Kodi Community Forum

Full Version: Incomplete movie titles and genres
You're currently viewing a stripped down version of our content. View the full version with proper formatting.
Hi! I'm using Universal Movie Scraper and recently I've encountered this problem:
Some movies have incomplete title or genre information.

Image

The title ends with </title> and genre ends with </genre> .

I've checked the log and find out that data from TMDb in English are correctly parsed while some information in Chinese are not.

Code:
15:40:03 T:4677595136   DEBUG: CurlFile::Open(0x112c2a950) http://api.tmdb.org/3/movie/tt0896872?api_key=***omitted***&language=zh
15:40:04 T:4677595136   DEBUG: Get: Using "UTF-8" charset for "http://api.tmdb.org/3/movie/tt0896872?api_key=***omitted***&language=zh"
15:40:04 T:4677595136   DEBUG: scraper: ParseTMDBTitle returned <details><title>告密?/title></details>

*** irrelevant log content omitted ***

15:40:06 T:4677595136   DEBUG: scraper: GetTMDBLangGenresByIdChain returned <details><url function="ParseTMDBGenres" cache="tmdb-zh-tt0896872.json">http://api.tmdb.org/3/movie/tt0896872?api_key=***omitted***&language=zh</url></details>
15:40:06 T:4677595136   DEBUG: scraper: ParseTMDBGenres returned <details><genre>犯罪</genre><genre>剧?/genre><genre>惊悚</genre></details>

I believe these question marks in scraper returned information caused the problem.

I manually downloaded the json file via the same URL
Code:
http://api.tmdb.org/3/movie/tt0896872?api_key=***omitted***&language=zh
The file is correctly encoded and can be successfully parsed by various JSON viewers.
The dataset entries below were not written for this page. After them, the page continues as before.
PR #1535, opened 2018-06-02
[RESTEASY-1838]: Remove the SseEventSource.open() 30 seconds timeout to be fully synch

NicoNes:
Please read the discussion on #1456 on the reasoning that led to this PR

### DIFF
--- a/resteasy-client/src/main/java/org/jboss/resteasy/plugins/providers/sse/client/SseEventSourceImpl.java
+++ b/resteasy-client/src/main/java/org/jboss/resteasy/plugins/providers/sse/client/SseEventSourceImpl.java
@@ -21,7 +21,6 @@ import javax.ws.rs.core.MediaType;
 import javax.ws.rs.sse.InboundSseEvent;
 import javax.ws.rs.sse.SseEventSource;
 
-import org.apache.http.HttpHeaders;
 import org.jboss.resteasy.client.jaxrs.ResteasyWebTarget;
 import org.jboss.resteasy.plugins.providers.sse.SseConstants;
 import org.jboss.resteasy.plugins.providers.sse.SseEventInputImpl;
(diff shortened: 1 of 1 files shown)


marekkopecky:
@asoldano AFAICS, there is no way to set disableKeepAlive variable to true, so it is save to remove it, right?

resteasy-client/src/main/java/org/jboss/resteasy/plugins/providers/sse/client/SseEventSourceImpl.java
```diff
@@ -208,12 +199,6 @@ public boolean isOpen()
       return state.get() == State.OPEN;
    }
 
-   @Override
```
marekkopecky: If this method is removed, default jax-rs close method is used, right? Default method from spec uses 5s timeout:
```java
    @Override
    default void close() {
        close(5, TimeUnit.SECONDS);
    }
```

marekkopecky:
If resteasy doesn't use any timeout, we need to rely on HTTP timeout, or server timeout, right? Wouldn't be better (for example) to allow to parametrize this timeout? I can imagine that some users would like to have some timeout on client. And (for example) if client doesn't return any event, users can try to send new request again. @asoldano, @jimma  WDYT?

resteasy-client/src/main/java/org/jboss/resteasy/plugins/providers/sse/client/SseEventSourceImpl.java
NicoNes: Yes, it's right

NicoNes:
Hi @marekkopecky,

> If resteasy doesn't use any timeout, we need to rely on HTTP timeout, or server timeout, right?

Right

>  Wouldn't be better (for example) to allow to parametrize this timeout?

IMO, users can still set either `javax.ws.rs.client.ClientBuilder.connectTimeout(...)` or `javax.ws.rs.client.ClientBuilder.readTimeout(...)` to configure the `javax.ws.rs.client.Client` instance used by the SSE client to set up the timeout the way they want.

PR #1538, opened 2018-06-06
Async filter exception bug

FroMage:
If we have an async response (returning `CompletionStage` for example, and a filter throws an exception while writing the response, the exception used to be silently ignored by `CompletionStage`, which meant that the client would hang waiting for the response, and nothing would be logged.

I fixed this, but it also means I don't throw `UnhandledException` to the container anymore in such cases, because it's very hard (if not impossible) to know at that point if the container is still in our call stack, or if we're in another thread entirely, in which case the container would never get the exception, and the exception would be caught by whatever happened to complete the async response, which is just wrong.

So I had to adapt a test which used to assume we'd get a stack trace from the container in the response, while now we get a 500 response with no stack trace. I would have changed the RESTEasy error response to include the stack trace, but I think that's a security risk unless we have a setting to turn this on/off. WDYT @asoldano @ronsigal ?


FroMage:
OK I will.

FroMage:
Done: https://issues.jboss.org/browse/RESTEASY-1921

PR #1540, opened 2018-06-07
[RESTEASY-1920] Add 13.0.0.Final server version

marekkopecky:
[RESTEASY-1920] Add 13.0.0.Final server version

Jira: https://issues.jboss.org/browse/RESTEASY-1920

3.6 PR: https://github.com/resteasy/Resteasy/pull/1541


marekkopecky:
> I would remove the 10.1.0.Final target

+1

> either we exclude all failing tests against 13.0.0.Final, or we wait for the testsuite to be fixed before enabling the new target container

I prefer to wait. I just create this PR (together with #1541) as reminder for WF13 testing ...

PR #1543, opened 2018-06-07
[RESTEASY-1927] ClientResponseContextImpl: getEntityStream returns possibly exhausted inputStream

stevenschlansker:
Currently, a response filter that chooses to read the response context's `getEntityStream` is returning the `inputStream`.
This is fine if the stream has not been read already.  But if it ends up being buffered, either internally or via `bufferEntity()`, the input stream is exhausted.

Returning the entity stream from the response fixes this issue.

### DIFF
--- a/resteasy-client-jetty/src/main/java/org/jboss/resteasy/client/jaxrs/engines/jetty/JettyClientResponse.java
+++ b/resteasy-client-jetty/src/main/java/org/jboss/resteasy/client/jaxrs/engines/jetty/JettyClientResponse.java
@@ -24,6 +24,7 @@ class JettyClientResponse extends ClientResponse {
     @Override
     protected void setInputStream(InputStream is) {
         stream = is;
+        resetEntity();
     }
 
     @Override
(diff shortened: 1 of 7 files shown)


stevenschlansker:
cc @mikebell90 @pennello @strykerd @rushalias

stevenschlansker:
Thanks for sharing your hunch, I think you might be right.  I've attempted to fix this by resetting the buffered entity, e.g.

```diff
     @Override
     protected void setInputStream(InputStream is) {
         stream = is;
+        streamFullyRead = false;
+        entity = null;
     }
```

but this additional change appears to break some tests which check buffered exception responses.  I'll continue digging in.

stevenschlansker:
Hm, I cannot reproduce the test failures I saw yesterday.  @asoldano do you think the fix of resetting the entity, so it re-processes the stream, is correct for the issues you highlighted above?  It seems reasonable to me but I understand this is probably a touchy area of the code.

stevenschlansker:
Ok, I understand the test failure now.  `AbortedResponse` should not reset the entity, since it might be provided directly rather than being set by stream.

asoldano:
Thanks!

PR #1551, opened 2018-06-11
[RESTEASY-1897] Moving YamlProvider to different package for JDK9 mod…

asoldano:
…ular support


asoldano:
@rsvoboda , just to be sure we're on the same page, note that actually we're talking about a class that was deprecated at least in a previous minor.
From a container (WFLY/EAP) point of view, the class here is the only class in the org.jboss.resteasy.resteasy-yaml-provider which is marked as private, so we're allowed to apply any change in it.
The reason we have the #1552 is just to keep 3.6 and master aligned for some more time. If the PR here is not approved/ merged, I'll close #1552 and drop the resteasy-yaml completely on master (given it's deprecated and for a good a reason).

rsvoboda:
The safest approach is to keep 3.6 untouched, we can drop resteasy-yaml completely on master.

asoldano:
OK, closing then.

PR #1566, opened 2018-06-15
[Resteasy 1911]:JSONB provider is used even if Jackson2 provider should be used

jimma:


rsvoboda:
Asking @marekkopecky to take a look as he filed the original issue.

Have some comments in general
 * PR description is missing details, at least link to https://issues.jboss.org/browse/RESTEASY-1911
 * ID of PR should be fixes for it gets linked to https://issues.jboss.org/browse/RESTEASY-1911
 * https://issues.jboss.org/browse/RESTEASY-1911 state should be updated

providers/json-binding/src/main/java/org/jboss/resteasy/plugins/providers/jsonb/JsonBindingProvider.java
```diff
@@ -37,14 +43,52 @@
 @Priority(Priorities.USER-100)
 public class JsonBindingProvider extends AbstractJsonBindingProvider
         implements MessageBodyReader<Object>, MessageBodyWriter<Object> {
-
+   private static final boolean JSONB_DISABLED = Boolean.getBoolean("resteasy.jsonb.disable");
```
rsvoboda: Existing deployments do not have `resteasy.jsonb.disable` defined so the `JSONB_DISABLED` will be false.

Will those deployments work correctly without need for any changes in them ?

testsuite/integration-tests/src/test/java/org/jboss/resteasy/test/providers/jackson2/JacksonDatatypeTest.java
```diff
@@ -8,10 +11,18 @@
 import org.jboss.resteasy.client.jaxrs.ResteasyClient;
 import org.jboss.resteasy.client.jaxrs.ResteasyClientBuilder;
 import org.jboss.resteasy.test.core.basic.resource.ApplicationTestScannedApplication;
+import org.jboss.resteasy.test.providers.jackson.resource.JacksonJAXBResource;
+import org.jboss.resteasy.test.providers.jackson.resource.JacksonProduct;
+import org.jboss.resteasy.test.providers.jackson.resource.JacksonResource;
+import org.jboss.resteasy.test.providers.jackson.resource.JacksonXmlProduct;
+import org.jboss.resteasy.test.providers.jackson.resource.JacksonXmlResource;
+import org.jboss.resteasy.test.providers.jackson.resource.JacksonXmlResourceWithJAXB;
+import org.jboss.resteasy.test.providers.jackson.resource.JacksonXmlResourceWithJacksonAnnotation;
```
rsvoboda: Fix above imports (not used)

providers/json-binding/src/main/java/org/jboss/resteasy/plugins/providers/jsonb/JsonBindingProvider.java
asoldano: There are some deployments that are going to be affected and need changes. That's also why Jim had to fix some tests in the PR here.
Note, we *can't* default to JSONB_DISABLED = true as that would break EE8 compliance.
So, IOW, there're still some scenarios in which JAX-RS 2.1/EE8 is forcing us to break backward compatibility (and this is also why I'm adding you as reviewer here)

providers/json-binding/src/main/java/org/jboss/resteasy/plugins/providers/jsonb/JsonBindingProvider.java
```diff
@@ -37,14 +43,52 @@
...
+      if (JSONB_DISABLED)
+      {
+         return false;
+      }
+      ResteasyConfiguration context = ResteasyProviderFactory.getContextData(ResteasyConfiguration.class);
+      if (context != null && Boolean.parseBoolean(context.getParameter("resteasy.jsonb.disable")))
+      {
+         return false;
+      }
+      if (context != null && Boolean.parseBoolean(context.getParameter("resteasy.jsonp.enable")))
```
rsvoboda: `Boolean.parseBoolean(context.getParameter("resteasy.jsonp.enable")` is used twice, it could be put into property, similar to JSONB_DISABLED.

rsvoboda: `resteasy.jsonp.enable` is mentioned in docs just in relation to Jackson2JsonpInterceptor

Should be docs updated also for JsonBindingProvider section to mention it ?

rsvoboda: `resteasy.jsonb.disable`  vs.  `resteasy.jsonp.enable` can be confusing

similar property names, jsonb disable, but jsonp enable. This can be misleading for end users, I switched them when I was typing this comment

providers/json-binding/src/main/java/org/jboss/resteasy/plugins/providers/jsonb/JsonBindingProvider.java
rsvoboda: `resteasy.jsonb.disable` is not documented

rsvoboda: Shouldn't we introduce something like `resteasy.EE7.like.behavior` property?

This is not the first change which may require customers actions with deployments.
Customers do not want to touch deployments. And when we think about OpenShift, it's another reason why it should be good to have one system property for backward compatible behavior.

jimma: This line reads system property "resteasy.jsonb.disable" if user needs a global settings for all resouces/deloyments.

jimma: This is in my todo list. I'll update the documentation soon.

providers/json-binding/src/main/java/org/jboss/resteasy/plugins/providers/jsonb/JsonBindingProvider.java
jimma: resteasy.jsonp.enable is read from context if context is settings and It's different from JSONB_DISABLED reading from system property.
I failed to find some documentation about resteasy.jsonp.enable and we need to fix this.
About the confusing property name , is the full name like resteay.jsonbindng.disable better ?

testsuite/integration-tests/src/test/java/org/jboss/resteasy/test/providers/jackson2/JacksonDatatypeTest.java
jimma: Fixed. Thanks.

PR #1568, opened 2018-06-16
[RESTEASY-1879] Move MP REST Client 1.0 impl to separate module (take II)

asoldano:


asoldano:
@sberyozkin , please check here

resteasy-client-microprofile/pom.xml
```diff
@@ -23,5 +23,26 @@
...
             <version>${project.version}</version>
         </dependency>
+        
+        <dependency>
+            <groupId>org.jboss.resteasy</groupId>
+            <artifactId>resteasy-cdi</artifactId>
+            <version>${project.version}</version>
+        </dependency>
+        
+        <dependency>
```
rsvoboda: resteasy-cdi has dependency on this - https://github.com/resteasy/Resteasy/blob/master/resteasy-cdi/pom.xml#L29

Is it needed to be explicitly declared here ?

asoldano: The MP* classes are needed to have a custom version of the ClientInvocation and ResteasyProviderFactory , which included changes for the MP Rest Client.
I'll check the cdi dependency thing later/tomorrow, thanks

asoldano: OK, checked, that dependency is needed because the javax.enterprise:cdi-api dependency defaults to provided scope due to the way it's declared in resteasy-dependencies-bom/pom.xml

asoldano:
@rsvoboda right, thanks, I've just fixed both.

kanovotn:
@asoldano @rsvoboda Tests didn't reveal any regressions/backward compatibility issues. LGTM

PR #3775, opened 2023-08-23
[RESTEASY-3111] Properly inherit @Cache annotation for base class.

The-Huginn:
https://issues.redhat.com/browse/RESTEASY-3111

### DIFF
--- a/resteasy-core/src/main/java/org/jboss/resteasy/plugins/interceptors/CacheControlFeature.java
+++ b/resteasy-core/src/main/java/org/jboss/resteasy/plugins/interceptors/CacheControlFeature.java
@@ -19,10 +19,11 @@ public class CacheControlFeature implements DynamicFeature {
     @Override
     public void configure(ResourceInfo resourceInfo, FeatureContext configurable) {
         final Class<?> declaring = resourceInfo.getResourceClass();
-        final Method method = resourceInfo.getResourceMethod();
 
-        if (declaring == null || method == null)
+        if (declaring == null || resourceInfo.getResourceMethod() == null)
             return;
+
+        final Method method = findInterfaceBasedMethod(declaring, resourceInfo.getResourceMethod());
         if (!method.isAnnotationPresent(GET.class))
             return;
 
@@ -73,5 +74,26 @@ public class CacheControlFeature implements DynamicFeature {
         for (String field : value.fields())
             cacheControl.getNoCacheFields().add(field);
         return cacheControl;
+    }
+
+    private Method findInterfaceBasedMethod(Class<?> root, Method method) {
+        if (method.getAnnotation(Cache.class) != null || method.getAnnotation(NoCache.class) != null) {
+            return method;
+        }
+
+        if (method.getDeclaringClass().isInterface() || root.isInterface()) {
+            return method;
+        }
+
+        for (Class<?> intf : root.getInterfaces()) {
+            try {
+                return intf.getMethod(method.getName(), method.getParameterTypes());
+            } catch (NoSuchMethodException ignored) {
+            }
+        }
+
+        if (root.getSuperclass() == null || root.getSuperclass().equals(Object.class))
+            return method;
+        return findInterfaceBasedMethod(root.getSuperclass(), method);
     }
 }
--- a/testsuite/integration-tests/src/test/java/org/jboss/resteasy/test/core/basic/CacheControlAnnotationTest.java
+++ b/testsuite/integration-tests/src/test/java/org/jboss/resteasy/test/core/basic/CacheControlAnnotationTest.java
@@ -5,12 +5,15 @@ import jakarta.ws.rs.client.ClientBuilder;
 import jakarta.ws.rs.client.WebTarget;
 import jakarta.ws.rs.core.CacheControl;
 import jakarta.ws.rs.core.Response;
+import jakarta.ws.rs.ext.RuntimeDelegate;
 
 import org.jboss.arquillian.container.test.api.Deployment;
 import org.jboss.arquillian.container.test.api.RunAsClient;
 import org.jboss.arquillian.junit.Arquillian;
 import org.jboss.resteasy.client.jaxrs.ResteasyClient;
+import org.jboss.resteasy.test.core.basic.resource.CacheAnnotationInheritance;
 import org.jboss.resteasy.test.core.basic.resource.CacheControlAnnotationResource;
+import org.jboss.resteasy.test.core.basic.resource.CacheControlAnnotationResourceInheritance;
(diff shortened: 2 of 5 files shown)


testsuite/integration-tests/src/test/java/org/jboss/resteasy/test/core/basic/resource/CacheAnnotationInteritance.java
jamezp, line 1: This will need a license header.

testsuite/integration-tests/src/test/java/org/jboss/resteasy/test/core/basic/resource/CacheControlAnnotationResourceInheritance.java
jamezp, line 1: Same as above, we need a license header here.

resteasy-core/src/main/java/org/jboss/resteasy/plugins/interceptors/CacheControlFeature.java
```diff
@@ -74,4 +74,20 @@ protected CacheControl initCacheControl(NoCache value) {
             cacheControl.getNoCacheFields().add(field);
         return cacheControl;
     }
+
+    private Method findInterfaceBasedMethod(Class<?> root, Method method) {
+        if (method.getDeclaringClass().isInterface() || root.isInterface())
```
jamezp, line 79: The `method.getDeclaringClass().isInterface()` could throw an NPE. The `Class.getDeclaringClass()` may return `null`.

testsuite/integration-tests/src/test/java/org/jboss/resteasy/test/core/basic/CacheControlAnnotationTest.java
```diff
@@ -108,4 +113,20 @@ public void testResourceCompositeNoCache() {
...
+    public void testInheritedResourceValid() {
+        WebTarget base = client.target(generateURL("/inheritance"));
+        Response response = base.request().get();
+
+        Assert.assertEquals(HttpServletResponse.SC_OK, response.getStatus());
+        CacheControl cc = CacheControl.valueOf(response.getHeaderString("cache-control"));
+        Assert.assertFalse("Cache should not be private", cc.isPrivate());
+        Assert.assertEquals("Wrong age of cache", 3600, cc.getMaxAge());
+
+        response.close();
```
jamezp, line 130: May as well use try-with-resources since we will likely not back port this change.

resteasy-core/src/main/java/org/jboss/resteasy/plugins/interceptors/CacheControlFeature.java
```diff
@@ -74,4 +74,20 @@ protected CacheControl initCacheControl(NoCache value) {
...
+            return method;
+
+        for (Class<?> intf : root.getInterfaces()) {
+            try {
+                return intf.getMethod(method.getName(), method.getParameterTypes());
```
jamezp, line 84: We need to look at the call stack here and determine whether or not this should be a privileged action if the security manager is being used.

jamezp (changes requested):
We should add `@Inherited` to the `@Cache` annotation as well. It acts as documentation plus for non-interfaces it will work. We should look at the lookup algorithm too as we should only need to be recursive on interfaces. Classes should automatically inherit the annotation.

resteasy-core/src/main/java/org/jboss/resteasy/plugins/interceptors/CacheControlFeature.java
The-Huginn: I am not sure if it can return null. However `resourceInfo.getResourceMethod() or resourceInfo.getResourceClass()` could do that. I have updated the code accordingly to that

resteasy-core/src/main/java/org/jboss/resteasy/plugins/interceptors/CacheControlFeature.java
The-Huginn: Just to add, I have used the same approach as for example `@GET` annotation retrieves inheritance. Might be useful to update that as well then.

resteasy-core/src/main/java/org/jboss/resteasy/plugins/interceptors/CacheControlFeature.java
jamezp: Sorry, I think I mixed something up in my head :)

testsuite/integration-tests/src/test/java/org/jboss/resteasy/test/core/basic/CacheControlAnnotationTest.java
```diff
@@ -60,14 +66,14 @@ public void after() throws Exception {
...
-        Assert.assertEquals("Wrong age of cache", 3600, cc.getMaxAge());
 
-        response.close();
+        try (Response response = base.request().get()) {
+            Assert.assertEquals(HttpServletResponse.SC_OK, response.getStatus());
+            CacheControl cc = RuntimeDelegate.getInstance().createHeaderDelegate(CacheControl.class)
+                    .fromString(response.getHeaderString("cache-control"));
+            Assert.assertFalse("Cache should not be private", cc.isPrivate());
+            Assert.assertEquals("Wrong age of cache", 3600, cc.getMaxAge());
+        }
```
jamezp, line 76: This is just an FYI. While I don't mind changes like this, they should be in a separate commit. In this specific case, I don't think a JIRA is needed. You don't need to make that change for this PR, but in the future changes for formatting, patterns or removing deprecated code uses should be done separate from the main change being performed.

jamezp (changes requested):

resteasy-core/src/main/java/org/jboss/resteasy/plugins/interceptors/CacheControlFeature.java
```diff
@@ -74,4 +75,20 @@ protected CacheControl initCacheControl(NoCache value) {
...
+            } catch (NoSuchMethodException ignored) {
+            }
+        }
+
+        if (root.getSuperclass() == null || root.getSuperclass().equals(Object.class))
+            return method;
+        return findInterfaceBasedMethod(root.getSuperclass(), method);
+    }
```
jamezp, line 93: This isn't quite right. It should look at the method and see if it has the `@Cache` annotation before walking down the dependency chain looking for one to inherit. In other words, if the annotation is on the implementation, that should override the annotation that's on the interface method.

jamezp (changes requested):

jamezp (approved):

PR #3803, opened 2023-09-15
[RESTEASY-3384] Improve parsing of malformed MediaTypes in MediaTypeHeaderDelegate

thomasdarimont:
Previously, a "broken" MIME-type could trigger an StringIndexOutOfBoundsException instead of the more suitable IllegalArgumentException.

Example: "Accept: x; /x"

This PR now throws an IllegalArgumentException in case of a broken MIME-type.

### DIFF
--- a/resteasy-core/src/main/java/org/jboss/resteasy/plugins/delegates/MediaTypeHeaderDelegate.java
+++ b/resteasy-core/src/main/java/org/jboss/resteasy/plugins/delegates/MediaTypeHeaderDelegate.java
@@ -93,7 +93,11 @@ public class MediaTypeHeaderDelegate implements RuntimeDelegate.HeaderDelegate<M
         } else {
             major = type.substring(0, typeIndex);
             if (paramIndex > -1) {
-                subtype = type.substring(typeIndex + 1, paramIndex);
+                int beginIndex = typeIndex + 1;
+                if (beginIndex > paramIndex) {
+                    throw new IllegalArgumentException(Messages.MESSAGES.failureParsingMediaType(type));
+                }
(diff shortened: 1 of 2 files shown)


thomasdarimont:
It would be great if this could be backported to earlier versions. Other projects like Keycloak would benefit from a backport to resteasy 4.7.9+.

jamezp:
Thank you @thomasdarimont. I'm on PTO for another week, but will look in more detail when I'm back. We are currently not doing any more 4.7.x releases. Version 5.0.x should effectively be the same. The main difference there is things like the MicroProfile Client and Spring were pulled out and moved to separate projects. Google Guice support was removed as well. Everything else should be the same though.

Do you agree to these terms?

thomasdarimont:
Thanks for your feedback!

Yes, I agree with the ASL terms.

The 5.x upgrade story (~seamless upgrade from 4.7.9) sounds interesting, I'm going

thomasdarimont:
Sorry for closing, "fat-fingered" the wrong button on my mobile :-D

thomasdarimont:
@jamezp I just noticed that the same issue is present in the [MediaTypeHeaderDelegate](https://github.com/quarkusio/quarkus/blob/main/independent-projects/resteasy-reactive/common/runtime/src/main/java/org/jboss/resteasy/reactive/common/headers/MediaTypeHeaderDelegate.java

) used in resteasy-reactive project used by quarkus.
See: https://gist.github.com/thomasdarimont/cd81991674357220510bbb732d5f517f

jamezp:
@thomasdarimont Yes, some, (a lot?), of resteasy-reactive was pulled from RESTEasy.

jamezp (approved):

PR #3808, opened 2023-10-01
[RESTEASY-3387] Use java.util.Locale to parse the languages from the Accept-Language header.

nderwin:
Updated the unit tests to check the header with case insensitivity.

This is a fix for https://issues.redhat.com/projects/RESTEASY/issues/RESTEASY-3387. 

Signed-off-by:Nathan Erwin <nathan.d.erwin@gmail.com>

### DIFF
--- a/resteasy-core/src/main/java/org/jboss/resteasy/util/LocaleHelper.java
+++ b/resteasy-core/src/main/java/org/jboss/resteasy/util/LocaleHelper.java
@@ -11,14 +11,7 @@ public class LocaleHelper {
         int q = lang.indexOf(';');
         if (q > -1)
             lang = lang.substring(0, q);
-        String[] split = lang.trim().split("-");
-        if (split.length == 1)
-            return new Locale(split[0].toLowerCase());
-        else if (split.length == 2)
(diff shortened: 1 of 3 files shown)


nderwin:
If this is accepted, would someone mind putting the hacktoberfest-accepted label on this PR?

jamezp:
I think overall this makes sense, but I need to think about it as it does introduce a behavior change.

jamezp:
I've converted this to a draft for now as it causes the TCK to fail. I need to look at the spec to see what it says about this.

nderwin:
@jamezp Any updates with respect to the spec?

jamezp:
@nderwin Sorry, I have not. I know it fails the TCK though :) I'm hoping to review the PR queue this week or next though.

jamezp:
Sorry for the extremely long delay on this @nderwin. This seems to be passing the TCK so I'm not sure what the previous issue was.

Do you agree to these terms?

nderwin:
@jamezp Yes, I agree to the terms.

The previous issue was that the parsing of the locale tag was not taking into account the more advanced forms with extensions, private use tags, etc.  If the TCK has been updated to account for that too, that's awesome.

PR #3812, opened 2023-10-03
[RESTEASY-2212] Provide getUri() of client proxy method

Dkafetzis:
https://issues.redhat.com/browse/RESTEASY-2212


jamezp:
IMO we don't want to do this. I"m going to reject the JIRA as there are other ways around this as mentioned in the JIRA.

PR #3835, opened 2023-10-10
[RESTEASY-3399] Require a minimum of Java 21.

jamezp:
https://issues.redhat.com/browse/RESTEASY-3399


jamezp:
Converting this to a draft as Temurin 21 is not available on [Windows](https://github.com/adoptium/temurin/issues/8) yet. The builds and processing are still running.

jamezp:
This also needs to hold off until we have a wildfly-runtime image for Java 21.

So I assume there is a bug where Universal Movie Scraper handles Chinese characters.
Please look into this issue.
Have asked our charset/regexp guy to take a look.
Thanks.
BTW I'm running XBMC 13.1 on OS X 10.9.4.
whatUwant, could you provide a link to full debug log?
I installed 13.2 beta 3 yesterday. I erased the old media library and started scraping. Up to now everything seems normal.